▶ [Task to complete] Pull out every line below containing the word "files".

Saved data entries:
────

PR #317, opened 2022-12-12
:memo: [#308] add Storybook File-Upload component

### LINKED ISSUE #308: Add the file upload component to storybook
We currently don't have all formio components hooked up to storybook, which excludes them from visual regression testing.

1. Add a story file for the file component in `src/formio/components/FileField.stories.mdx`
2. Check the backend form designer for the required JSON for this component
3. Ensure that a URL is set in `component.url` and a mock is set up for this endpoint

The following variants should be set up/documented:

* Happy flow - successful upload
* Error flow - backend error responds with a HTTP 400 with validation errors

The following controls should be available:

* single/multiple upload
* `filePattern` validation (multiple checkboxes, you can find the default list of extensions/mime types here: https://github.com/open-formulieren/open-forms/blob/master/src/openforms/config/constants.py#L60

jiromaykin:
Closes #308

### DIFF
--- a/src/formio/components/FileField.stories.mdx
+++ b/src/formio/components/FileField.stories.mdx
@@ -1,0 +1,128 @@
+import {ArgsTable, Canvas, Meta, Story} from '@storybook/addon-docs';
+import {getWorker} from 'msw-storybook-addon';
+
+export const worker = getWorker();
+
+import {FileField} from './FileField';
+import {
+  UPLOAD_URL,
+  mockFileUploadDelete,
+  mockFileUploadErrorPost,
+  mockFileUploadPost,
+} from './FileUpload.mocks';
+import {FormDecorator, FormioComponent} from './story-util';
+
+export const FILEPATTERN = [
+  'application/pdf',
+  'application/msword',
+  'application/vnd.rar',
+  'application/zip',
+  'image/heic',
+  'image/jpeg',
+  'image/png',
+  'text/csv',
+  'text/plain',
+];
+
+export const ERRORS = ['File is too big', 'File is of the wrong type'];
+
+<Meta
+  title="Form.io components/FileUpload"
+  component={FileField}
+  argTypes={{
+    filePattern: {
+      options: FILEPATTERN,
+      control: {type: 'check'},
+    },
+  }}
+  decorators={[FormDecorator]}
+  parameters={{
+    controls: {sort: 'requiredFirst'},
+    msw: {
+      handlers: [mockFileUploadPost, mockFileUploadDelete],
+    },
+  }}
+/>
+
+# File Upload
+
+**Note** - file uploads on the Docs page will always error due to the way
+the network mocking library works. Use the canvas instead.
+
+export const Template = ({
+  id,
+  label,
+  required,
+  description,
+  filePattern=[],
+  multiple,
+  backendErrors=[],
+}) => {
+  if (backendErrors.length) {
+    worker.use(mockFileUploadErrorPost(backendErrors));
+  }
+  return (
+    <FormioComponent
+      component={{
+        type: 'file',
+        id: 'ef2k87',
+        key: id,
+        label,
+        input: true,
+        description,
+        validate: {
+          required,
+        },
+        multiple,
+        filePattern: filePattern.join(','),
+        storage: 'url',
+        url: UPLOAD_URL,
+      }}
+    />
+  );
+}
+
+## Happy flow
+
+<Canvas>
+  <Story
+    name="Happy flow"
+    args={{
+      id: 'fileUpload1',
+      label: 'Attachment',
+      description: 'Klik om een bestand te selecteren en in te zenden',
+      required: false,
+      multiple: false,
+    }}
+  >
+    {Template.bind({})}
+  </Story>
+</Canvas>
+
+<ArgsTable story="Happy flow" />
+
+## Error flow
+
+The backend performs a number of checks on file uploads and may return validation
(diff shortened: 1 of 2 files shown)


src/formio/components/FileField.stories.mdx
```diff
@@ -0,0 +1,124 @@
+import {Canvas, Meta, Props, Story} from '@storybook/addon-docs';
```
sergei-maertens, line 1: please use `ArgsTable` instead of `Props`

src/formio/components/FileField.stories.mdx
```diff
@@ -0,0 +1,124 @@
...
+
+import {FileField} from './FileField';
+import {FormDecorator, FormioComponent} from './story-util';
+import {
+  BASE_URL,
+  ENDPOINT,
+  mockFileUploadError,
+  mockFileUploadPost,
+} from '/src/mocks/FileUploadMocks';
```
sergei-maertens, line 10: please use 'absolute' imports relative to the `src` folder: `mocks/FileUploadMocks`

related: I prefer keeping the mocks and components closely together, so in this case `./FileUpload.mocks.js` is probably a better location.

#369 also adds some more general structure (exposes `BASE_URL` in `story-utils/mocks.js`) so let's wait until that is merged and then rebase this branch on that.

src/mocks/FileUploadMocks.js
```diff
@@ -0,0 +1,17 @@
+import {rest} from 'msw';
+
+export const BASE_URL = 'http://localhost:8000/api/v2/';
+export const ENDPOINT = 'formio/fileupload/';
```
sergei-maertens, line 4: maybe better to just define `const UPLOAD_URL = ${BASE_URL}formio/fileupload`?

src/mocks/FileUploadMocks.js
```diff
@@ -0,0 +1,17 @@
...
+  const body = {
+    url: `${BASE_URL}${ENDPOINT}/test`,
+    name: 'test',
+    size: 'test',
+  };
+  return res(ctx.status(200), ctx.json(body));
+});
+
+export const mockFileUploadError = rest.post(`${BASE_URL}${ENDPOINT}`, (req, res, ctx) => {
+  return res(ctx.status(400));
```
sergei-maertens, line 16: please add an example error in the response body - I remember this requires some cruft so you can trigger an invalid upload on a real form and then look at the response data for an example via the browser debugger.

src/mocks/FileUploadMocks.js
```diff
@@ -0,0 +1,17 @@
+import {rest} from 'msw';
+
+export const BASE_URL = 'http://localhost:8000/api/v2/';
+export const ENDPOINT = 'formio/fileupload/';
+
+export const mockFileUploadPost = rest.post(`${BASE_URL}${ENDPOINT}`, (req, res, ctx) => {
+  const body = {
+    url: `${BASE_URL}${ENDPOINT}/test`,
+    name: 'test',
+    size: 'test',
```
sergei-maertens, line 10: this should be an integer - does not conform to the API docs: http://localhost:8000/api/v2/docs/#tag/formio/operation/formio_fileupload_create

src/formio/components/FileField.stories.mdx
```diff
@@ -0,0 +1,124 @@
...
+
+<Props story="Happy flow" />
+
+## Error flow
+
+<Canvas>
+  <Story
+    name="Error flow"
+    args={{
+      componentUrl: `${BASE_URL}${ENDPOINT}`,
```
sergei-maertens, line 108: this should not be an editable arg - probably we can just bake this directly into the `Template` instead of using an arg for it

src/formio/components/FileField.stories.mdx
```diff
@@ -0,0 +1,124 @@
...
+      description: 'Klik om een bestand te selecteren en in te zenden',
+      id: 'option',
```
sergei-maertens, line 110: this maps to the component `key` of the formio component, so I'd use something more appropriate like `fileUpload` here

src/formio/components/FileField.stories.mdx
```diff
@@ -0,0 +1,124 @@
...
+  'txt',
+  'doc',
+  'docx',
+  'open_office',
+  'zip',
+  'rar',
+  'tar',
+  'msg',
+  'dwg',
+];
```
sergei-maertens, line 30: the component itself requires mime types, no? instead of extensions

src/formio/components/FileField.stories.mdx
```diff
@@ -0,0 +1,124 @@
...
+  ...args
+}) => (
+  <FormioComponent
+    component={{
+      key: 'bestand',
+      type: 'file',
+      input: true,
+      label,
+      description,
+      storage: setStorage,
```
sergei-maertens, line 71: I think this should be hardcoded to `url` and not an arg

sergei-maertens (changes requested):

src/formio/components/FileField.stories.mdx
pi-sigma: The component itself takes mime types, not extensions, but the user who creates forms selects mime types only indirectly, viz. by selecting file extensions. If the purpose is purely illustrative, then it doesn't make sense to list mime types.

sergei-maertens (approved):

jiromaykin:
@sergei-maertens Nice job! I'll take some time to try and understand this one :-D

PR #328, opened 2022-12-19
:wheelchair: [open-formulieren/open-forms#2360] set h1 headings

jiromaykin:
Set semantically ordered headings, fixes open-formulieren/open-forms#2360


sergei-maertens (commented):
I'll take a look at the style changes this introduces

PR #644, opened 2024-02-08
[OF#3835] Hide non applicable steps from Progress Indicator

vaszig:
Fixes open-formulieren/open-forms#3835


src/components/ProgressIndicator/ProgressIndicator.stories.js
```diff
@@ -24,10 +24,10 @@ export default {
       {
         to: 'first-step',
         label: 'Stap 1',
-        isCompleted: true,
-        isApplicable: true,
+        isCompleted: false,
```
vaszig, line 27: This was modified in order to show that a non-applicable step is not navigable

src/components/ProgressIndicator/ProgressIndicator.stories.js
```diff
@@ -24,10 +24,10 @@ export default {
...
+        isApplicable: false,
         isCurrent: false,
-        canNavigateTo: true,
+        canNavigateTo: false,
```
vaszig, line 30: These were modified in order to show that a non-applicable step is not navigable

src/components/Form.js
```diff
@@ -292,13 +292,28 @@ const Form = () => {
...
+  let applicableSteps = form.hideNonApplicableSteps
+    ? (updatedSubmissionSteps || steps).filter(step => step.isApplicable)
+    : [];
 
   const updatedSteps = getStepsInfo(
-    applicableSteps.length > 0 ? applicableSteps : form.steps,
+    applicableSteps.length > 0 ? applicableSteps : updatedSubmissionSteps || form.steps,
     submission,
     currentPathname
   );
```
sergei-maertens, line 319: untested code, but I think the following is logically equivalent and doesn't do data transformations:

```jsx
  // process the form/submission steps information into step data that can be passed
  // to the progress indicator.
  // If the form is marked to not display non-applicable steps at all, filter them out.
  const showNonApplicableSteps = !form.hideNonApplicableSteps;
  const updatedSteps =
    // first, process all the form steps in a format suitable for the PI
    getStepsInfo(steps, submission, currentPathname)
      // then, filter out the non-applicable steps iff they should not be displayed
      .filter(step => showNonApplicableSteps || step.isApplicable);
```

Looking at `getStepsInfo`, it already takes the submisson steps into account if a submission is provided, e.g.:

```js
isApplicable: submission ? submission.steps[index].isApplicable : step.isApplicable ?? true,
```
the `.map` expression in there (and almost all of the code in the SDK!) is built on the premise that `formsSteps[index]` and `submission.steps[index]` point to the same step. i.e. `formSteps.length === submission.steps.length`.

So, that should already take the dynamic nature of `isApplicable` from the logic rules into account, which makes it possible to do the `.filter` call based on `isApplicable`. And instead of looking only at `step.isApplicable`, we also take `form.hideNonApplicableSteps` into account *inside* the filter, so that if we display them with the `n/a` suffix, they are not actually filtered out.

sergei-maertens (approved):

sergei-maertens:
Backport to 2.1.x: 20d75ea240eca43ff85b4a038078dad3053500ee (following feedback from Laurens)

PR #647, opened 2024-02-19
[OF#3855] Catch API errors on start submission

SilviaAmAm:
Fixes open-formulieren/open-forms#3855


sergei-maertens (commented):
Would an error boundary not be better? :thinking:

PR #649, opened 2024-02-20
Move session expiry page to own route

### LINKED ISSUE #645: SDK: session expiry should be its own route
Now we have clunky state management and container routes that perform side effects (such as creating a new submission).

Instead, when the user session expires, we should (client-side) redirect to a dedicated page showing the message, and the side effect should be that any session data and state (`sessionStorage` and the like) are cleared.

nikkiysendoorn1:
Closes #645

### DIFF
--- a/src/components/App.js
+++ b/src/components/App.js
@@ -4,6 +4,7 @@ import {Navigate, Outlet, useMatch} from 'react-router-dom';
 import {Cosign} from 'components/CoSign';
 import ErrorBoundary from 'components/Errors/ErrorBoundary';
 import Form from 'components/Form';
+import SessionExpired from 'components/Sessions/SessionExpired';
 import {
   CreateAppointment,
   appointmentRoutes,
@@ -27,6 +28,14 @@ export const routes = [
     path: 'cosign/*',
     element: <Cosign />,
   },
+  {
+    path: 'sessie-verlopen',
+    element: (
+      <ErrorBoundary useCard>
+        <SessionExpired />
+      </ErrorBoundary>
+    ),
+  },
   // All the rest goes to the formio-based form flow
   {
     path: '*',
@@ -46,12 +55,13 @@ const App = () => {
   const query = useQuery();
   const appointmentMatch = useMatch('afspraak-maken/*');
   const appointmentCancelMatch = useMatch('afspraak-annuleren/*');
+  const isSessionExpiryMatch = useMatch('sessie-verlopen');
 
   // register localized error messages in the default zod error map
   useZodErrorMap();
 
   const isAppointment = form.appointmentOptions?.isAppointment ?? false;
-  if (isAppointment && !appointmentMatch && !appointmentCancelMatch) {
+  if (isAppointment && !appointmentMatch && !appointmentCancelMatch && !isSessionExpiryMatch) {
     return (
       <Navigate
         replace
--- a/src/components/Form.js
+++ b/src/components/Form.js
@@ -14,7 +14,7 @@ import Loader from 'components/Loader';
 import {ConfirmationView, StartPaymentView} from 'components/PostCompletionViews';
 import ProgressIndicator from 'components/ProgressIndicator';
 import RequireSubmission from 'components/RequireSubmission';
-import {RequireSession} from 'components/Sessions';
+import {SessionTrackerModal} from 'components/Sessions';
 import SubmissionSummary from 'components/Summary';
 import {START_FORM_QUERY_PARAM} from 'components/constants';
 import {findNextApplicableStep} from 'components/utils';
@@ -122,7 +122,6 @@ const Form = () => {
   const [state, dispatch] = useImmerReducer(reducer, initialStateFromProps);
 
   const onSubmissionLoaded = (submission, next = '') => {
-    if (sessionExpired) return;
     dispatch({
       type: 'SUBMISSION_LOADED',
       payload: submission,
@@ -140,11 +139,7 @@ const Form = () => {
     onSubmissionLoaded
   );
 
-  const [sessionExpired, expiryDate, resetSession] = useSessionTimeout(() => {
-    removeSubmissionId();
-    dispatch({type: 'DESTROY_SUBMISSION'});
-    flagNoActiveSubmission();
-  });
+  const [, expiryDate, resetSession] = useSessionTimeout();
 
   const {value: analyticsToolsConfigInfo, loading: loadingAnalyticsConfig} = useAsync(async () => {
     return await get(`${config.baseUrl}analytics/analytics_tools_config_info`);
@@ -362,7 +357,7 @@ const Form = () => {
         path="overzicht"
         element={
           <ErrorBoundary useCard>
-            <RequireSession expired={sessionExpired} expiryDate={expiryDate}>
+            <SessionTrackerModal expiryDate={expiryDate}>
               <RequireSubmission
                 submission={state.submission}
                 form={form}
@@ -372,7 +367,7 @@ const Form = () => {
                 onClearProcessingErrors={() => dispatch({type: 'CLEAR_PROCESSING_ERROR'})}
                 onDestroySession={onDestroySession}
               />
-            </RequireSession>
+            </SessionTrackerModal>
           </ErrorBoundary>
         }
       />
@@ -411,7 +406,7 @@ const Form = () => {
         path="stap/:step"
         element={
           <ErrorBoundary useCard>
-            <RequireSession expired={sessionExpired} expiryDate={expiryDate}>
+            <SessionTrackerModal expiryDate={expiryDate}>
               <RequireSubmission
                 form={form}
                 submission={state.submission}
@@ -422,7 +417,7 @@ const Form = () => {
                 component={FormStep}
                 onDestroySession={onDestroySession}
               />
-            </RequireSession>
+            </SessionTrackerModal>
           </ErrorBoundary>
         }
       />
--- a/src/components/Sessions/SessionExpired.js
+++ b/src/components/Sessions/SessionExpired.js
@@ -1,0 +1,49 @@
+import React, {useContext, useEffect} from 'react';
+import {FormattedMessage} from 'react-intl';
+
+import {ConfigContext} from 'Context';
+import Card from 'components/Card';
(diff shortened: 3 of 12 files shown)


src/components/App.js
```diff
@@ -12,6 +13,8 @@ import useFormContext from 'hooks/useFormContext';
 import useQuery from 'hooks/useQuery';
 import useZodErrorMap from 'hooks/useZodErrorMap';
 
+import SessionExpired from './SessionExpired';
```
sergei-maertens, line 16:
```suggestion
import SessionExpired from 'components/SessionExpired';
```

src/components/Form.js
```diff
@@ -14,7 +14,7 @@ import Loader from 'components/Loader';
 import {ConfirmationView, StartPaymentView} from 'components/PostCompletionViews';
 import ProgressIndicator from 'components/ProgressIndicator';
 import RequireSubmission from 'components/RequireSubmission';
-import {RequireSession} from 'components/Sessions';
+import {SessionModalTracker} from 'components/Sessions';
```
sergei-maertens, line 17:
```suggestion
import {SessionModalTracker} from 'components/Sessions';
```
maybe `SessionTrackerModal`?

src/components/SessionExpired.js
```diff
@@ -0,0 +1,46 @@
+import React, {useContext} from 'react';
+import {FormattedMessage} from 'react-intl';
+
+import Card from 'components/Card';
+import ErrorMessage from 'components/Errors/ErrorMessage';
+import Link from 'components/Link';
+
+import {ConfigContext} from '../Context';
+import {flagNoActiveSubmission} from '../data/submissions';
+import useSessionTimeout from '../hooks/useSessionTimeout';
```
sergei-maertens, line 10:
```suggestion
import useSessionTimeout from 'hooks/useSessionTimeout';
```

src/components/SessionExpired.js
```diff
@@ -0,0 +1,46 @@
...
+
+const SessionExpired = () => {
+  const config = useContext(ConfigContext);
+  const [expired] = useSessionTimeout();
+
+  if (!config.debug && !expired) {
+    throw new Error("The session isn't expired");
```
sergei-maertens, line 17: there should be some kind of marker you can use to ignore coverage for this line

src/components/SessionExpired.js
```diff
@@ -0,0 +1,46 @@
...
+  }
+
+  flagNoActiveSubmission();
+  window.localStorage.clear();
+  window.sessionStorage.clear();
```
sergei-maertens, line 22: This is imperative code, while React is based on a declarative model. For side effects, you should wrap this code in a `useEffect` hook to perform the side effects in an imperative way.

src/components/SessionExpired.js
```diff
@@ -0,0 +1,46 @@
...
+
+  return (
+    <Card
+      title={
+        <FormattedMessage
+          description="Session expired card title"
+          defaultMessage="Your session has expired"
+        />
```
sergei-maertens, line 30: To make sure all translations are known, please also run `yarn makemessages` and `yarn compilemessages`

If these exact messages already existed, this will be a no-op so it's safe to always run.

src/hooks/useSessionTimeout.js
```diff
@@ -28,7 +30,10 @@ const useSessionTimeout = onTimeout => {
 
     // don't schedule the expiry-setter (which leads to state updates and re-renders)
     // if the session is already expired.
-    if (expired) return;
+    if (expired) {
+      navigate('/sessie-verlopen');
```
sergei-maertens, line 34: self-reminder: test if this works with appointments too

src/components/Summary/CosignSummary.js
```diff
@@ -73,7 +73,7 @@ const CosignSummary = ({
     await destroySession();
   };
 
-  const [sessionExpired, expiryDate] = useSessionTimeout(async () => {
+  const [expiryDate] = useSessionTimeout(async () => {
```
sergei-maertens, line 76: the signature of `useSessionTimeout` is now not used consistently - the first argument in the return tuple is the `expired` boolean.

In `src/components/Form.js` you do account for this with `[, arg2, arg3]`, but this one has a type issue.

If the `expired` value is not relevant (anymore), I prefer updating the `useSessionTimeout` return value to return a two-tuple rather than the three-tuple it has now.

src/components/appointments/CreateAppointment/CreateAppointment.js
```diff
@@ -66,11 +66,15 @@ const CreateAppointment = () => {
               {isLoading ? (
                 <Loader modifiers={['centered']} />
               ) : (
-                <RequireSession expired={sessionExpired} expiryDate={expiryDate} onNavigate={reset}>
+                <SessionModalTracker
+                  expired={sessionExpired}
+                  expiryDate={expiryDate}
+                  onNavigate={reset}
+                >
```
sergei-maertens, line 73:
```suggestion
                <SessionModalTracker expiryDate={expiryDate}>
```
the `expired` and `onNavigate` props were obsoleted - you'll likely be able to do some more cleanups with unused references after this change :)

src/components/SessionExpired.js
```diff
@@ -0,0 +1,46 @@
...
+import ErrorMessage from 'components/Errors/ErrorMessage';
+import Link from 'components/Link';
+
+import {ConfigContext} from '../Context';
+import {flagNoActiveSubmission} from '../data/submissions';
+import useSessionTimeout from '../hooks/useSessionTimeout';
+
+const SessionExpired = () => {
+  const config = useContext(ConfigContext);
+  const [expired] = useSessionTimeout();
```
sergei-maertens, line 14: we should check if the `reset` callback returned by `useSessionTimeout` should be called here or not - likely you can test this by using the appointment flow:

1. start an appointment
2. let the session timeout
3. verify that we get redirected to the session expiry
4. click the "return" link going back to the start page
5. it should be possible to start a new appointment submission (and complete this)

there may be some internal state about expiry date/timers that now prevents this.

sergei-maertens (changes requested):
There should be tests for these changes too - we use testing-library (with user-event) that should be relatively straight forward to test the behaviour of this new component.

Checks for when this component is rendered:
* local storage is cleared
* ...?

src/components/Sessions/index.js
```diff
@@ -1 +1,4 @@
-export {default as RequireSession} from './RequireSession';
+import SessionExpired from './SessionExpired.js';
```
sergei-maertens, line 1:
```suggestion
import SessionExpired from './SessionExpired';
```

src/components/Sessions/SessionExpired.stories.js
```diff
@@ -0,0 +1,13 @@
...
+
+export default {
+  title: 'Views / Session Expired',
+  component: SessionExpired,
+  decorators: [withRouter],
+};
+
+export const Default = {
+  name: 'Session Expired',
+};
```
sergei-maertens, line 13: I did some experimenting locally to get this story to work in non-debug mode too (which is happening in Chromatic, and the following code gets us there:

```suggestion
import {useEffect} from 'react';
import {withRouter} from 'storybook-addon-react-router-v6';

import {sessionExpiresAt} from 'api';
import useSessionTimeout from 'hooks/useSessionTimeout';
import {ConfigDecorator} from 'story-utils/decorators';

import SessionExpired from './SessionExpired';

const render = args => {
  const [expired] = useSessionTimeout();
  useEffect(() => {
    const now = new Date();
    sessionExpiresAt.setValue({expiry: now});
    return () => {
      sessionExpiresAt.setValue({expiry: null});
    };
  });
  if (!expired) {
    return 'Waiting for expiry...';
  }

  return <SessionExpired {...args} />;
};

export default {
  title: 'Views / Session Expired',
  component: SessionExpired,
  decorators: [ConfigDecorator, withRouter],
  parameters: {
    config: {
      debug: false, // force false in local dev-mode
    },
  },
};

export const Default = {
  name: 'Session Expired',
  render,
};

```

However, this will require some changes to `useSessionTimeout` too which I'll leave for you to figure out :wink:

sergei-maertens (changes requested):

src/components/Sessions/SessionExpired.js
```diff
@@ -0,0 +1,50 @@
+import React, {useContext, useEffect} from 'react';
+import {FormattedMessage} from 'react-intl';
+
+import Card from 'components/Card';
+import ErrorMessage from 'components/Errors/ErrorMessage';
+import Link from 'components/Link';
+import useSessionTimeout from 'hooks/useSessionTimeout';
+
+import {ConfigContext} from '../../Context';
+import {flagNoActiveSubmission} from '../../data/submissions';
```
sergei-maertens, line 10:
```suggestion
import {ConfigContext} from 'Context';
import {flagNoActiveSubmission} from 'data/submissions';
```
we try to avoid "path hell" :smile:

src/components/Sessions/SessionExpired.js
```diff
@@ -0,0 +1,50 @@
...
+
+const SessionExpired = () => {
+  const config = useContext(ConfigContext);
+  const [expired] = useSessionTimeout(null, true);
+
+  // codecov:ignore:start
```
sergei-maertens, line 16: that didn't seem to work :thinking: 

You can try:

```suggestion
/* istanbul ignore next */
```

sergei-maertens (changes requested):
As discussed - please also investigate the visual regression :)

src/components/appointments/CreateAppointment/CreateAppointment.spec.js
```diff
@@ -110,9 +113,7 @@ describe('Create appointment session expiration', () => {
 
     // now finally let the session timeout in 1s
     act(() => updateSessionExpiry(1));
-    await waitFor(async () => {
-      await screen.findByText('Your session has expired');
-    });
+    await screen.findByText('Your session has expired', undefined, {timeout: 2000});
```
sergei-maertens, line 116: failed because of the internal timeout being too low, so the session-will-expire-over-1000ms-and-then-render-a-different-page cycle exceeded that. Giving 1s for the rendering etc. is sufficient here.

────

▶ [Answer for this exercise]
(diff shortened: 1 of 2 files shown)
(diff shortened: 3 of 12 files shown)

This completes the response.